Aim of the exercise → Keyword search on "JSON": report each line of the records that contains it.

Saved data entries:
========================================================================
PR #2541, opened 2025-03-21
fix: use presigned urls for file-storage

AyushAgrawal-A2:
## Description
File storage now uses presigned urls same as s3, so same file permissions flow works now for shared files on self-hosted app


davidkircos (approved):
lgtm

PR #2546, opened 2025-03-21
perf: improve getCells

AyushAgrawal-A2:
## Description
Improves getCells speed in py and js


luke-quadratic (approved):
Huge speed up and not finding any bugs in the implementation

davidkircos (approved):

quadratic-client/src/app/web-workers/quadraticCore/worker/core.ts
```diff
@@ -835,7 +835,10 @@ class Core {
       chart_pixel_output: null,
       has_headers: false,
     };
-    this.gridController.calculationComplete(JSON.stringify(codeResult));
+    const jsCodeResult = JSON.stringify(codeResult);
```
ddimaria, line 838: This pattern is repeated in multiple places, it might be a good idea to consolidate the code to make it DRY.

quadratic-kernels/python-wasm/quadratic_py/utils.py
========================================================================
Answer →
-    this.gridController.calculationComplete(JSON.stringify(codeResult));
+    const jsCodeResult = JSON.stringify(codeResult);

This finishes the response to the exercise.